Task – Go through the entries one line at a time, and gather every line that has the word "necessary".

Task input –

◆ ◆ ◆ ◆ ◆

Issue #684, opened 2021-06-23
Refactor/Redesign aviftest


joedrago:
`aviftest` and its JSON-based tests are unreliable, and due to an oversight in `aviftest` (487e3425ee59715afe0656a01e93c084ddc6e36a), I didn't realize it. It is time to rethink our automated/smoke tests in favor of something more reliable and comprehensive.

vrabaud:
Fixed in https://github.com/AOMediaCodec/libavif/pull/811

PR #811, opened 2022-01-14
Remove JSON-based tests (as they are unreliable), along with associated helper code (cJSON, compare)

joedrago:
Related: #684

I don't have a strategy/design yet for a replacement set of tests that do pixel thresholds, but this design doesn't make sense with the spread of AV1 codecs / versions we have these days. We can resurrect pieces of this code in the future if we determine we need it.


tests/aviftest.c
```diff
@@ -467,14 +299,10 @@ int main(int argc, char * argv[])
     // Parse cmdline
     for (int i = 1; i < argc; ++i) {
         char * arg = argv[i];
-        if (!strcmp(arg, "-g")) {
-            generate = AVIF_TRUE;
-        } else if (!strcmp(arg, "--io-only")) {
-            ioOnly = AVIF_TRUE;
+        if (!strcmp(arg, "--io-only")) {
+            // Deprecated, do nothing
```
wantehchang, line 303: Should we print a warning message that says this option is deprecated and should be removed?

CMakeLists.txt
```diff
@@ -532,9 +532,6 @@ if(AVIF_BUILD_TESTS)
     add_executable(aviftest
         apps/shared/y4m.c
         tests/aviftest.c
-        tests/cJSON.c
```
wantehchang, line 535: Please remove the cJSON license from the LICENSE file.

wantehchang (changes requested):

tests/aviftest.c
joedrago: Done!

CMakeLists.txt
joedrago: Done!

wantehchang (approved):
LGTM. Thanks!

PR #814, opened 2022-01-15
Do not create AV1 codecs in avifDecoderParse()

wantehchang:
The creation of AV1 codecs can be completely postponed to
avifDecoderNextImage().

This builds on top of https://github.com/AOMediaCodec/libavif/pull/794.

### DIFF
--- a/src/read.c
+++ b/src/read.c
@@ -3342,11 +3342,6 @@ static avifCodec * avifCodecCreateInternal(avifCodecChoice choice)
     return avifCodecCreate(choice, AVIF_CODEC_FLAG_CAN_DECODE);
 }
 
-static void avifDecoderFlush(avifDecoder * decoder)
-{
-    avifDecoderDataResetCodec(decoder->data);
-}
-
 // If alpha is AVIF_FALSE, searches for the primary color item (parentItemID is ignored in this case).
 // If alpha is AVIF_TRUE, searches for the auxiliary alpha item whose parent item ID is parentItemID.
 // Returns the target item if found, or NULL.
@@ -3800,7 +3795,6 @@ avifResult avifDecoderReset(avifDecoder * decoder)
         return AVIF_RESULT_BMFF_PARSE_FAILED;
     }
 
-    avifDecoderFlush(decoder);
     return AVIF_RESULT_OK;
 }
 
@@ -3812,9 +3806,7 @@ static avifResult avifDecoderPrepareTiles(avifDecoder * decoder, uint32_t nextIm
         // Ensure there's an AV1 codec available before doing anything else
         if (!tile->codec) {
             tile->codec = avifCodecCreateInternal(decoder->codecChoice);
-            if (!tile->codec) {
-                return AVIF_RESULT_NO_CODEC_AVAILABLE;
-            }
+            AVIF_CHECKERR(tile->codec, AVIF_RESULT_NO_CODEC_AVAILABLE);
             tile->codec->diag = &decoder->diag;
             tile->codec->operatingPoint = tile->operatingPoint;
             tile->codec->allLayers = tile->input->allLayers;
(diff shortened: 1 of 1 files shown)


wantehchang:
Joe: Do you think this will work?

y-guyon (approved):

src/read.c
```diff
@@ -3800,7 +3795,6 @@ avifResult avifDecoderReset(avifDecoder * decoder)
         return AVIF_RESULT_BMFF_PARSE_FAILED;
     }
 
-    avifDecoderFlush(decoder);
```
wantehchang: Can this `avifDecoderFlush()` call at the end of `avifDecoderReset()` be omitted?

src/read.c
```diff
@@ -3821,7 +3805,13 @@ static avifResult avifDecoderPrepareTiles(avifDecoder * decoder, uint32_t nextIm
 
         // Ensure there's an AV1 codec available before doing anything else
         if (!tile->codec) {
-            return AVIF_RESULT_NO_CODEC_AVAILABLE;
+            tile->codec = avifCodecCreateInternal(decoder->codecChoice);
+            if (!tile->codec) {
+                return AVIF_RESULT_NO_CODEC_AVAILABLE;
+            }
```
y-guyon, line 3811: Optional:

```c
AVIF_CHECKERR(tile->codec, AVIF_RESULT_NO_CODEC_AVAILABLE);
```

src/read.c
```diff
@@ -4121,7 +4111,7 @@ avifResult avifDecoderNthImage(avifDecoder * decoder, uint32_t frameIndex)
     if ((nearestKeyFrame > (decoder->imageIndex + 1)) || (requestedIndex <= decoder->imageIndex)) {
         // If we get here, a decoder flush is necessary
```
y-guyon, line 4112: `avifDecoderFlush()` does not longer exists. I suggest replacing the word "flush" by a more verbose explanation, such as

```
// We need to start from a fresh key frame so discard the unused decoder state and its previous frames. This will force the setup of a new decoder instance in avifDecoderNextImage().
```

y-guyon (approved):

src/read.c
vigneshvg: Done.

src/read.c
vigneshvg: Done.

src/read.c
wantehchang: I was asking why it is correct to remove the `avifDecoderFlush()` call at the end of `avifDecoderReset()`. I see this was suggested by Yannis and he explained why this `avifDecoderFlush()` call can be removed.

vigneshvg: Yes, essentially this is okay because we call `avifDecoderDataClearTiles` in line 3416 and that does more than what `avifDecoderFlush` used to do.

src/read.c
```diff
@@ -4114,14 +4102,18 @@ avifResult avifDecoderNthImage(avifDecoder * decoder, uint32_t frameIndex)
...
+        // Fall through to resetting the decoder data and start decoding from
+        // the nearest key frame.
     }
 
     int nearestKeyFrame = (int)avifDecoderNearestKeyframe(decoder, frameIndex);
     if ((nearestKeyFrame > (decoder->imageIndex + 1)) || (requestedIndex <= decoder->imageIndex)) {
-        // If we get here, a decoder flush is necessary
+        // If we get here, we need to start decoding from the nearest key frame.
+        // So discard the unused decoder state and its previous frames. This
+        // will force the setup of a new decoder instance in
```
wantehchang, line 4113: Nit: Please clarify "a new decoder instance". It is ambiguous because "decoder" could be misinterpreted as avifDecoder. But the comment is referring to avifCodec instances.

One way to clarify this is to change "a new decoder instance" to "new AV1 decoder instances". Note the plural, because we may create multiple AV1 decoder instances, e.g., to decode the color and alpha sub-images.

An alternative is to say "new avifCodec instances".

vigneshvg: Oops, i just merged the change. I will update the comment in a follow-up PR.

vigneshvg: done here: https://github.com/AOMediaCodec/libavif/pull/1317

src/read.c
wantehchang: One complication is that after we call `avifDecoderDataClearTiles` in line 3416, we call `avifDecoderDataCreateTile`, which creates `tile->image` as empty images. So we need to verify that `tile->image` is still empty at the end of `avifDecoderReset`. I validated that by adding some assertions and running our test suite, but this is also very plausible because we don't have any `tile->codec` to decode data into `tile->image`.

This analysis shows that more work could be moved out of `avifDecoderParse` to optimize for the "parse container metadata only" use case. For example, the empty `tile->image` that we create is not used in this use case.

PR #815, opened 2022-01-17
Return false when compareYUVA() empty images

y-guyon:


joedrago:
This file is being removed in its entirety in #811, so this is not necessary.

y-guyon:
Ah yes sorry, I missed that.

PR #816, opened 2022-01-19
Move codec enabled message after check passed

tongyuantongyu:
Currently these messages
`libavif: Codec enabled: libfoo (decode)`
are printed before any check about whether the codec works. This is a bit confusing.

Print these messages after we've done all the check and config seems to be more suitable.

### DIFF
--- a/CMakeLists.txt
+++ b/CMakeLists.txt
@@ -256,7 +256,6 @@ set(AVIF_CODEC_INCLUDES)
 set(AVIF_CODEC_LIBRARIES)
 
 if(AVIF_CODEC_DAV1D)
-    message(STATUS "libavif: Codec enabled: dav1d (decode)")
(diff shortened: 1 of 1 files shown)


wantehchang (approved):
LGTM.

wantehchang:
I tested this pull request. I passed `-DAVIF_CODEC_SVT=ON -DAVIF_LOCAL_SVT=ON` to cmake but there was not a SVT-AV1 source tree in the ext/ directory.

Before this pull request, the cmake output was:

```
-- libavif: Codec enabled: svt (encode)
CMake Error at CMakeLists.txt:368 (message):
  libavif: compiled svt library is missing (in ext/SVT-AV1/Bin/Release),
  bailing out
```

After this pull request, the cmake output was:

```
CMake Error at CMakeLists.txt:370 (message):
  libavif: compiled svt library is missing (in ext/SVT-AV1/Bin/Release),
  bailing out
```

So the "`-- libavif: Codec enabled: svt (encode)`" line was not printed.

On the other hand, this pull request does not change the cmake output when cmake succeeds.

◆ ◆ ◆ ◆ ◆

Expected answer –
         // If we get here, a decoder flush is necessary
-        // If we get here, a decoder flush is necessary
This file is being removed in its entirety in #811, so this is not necessary.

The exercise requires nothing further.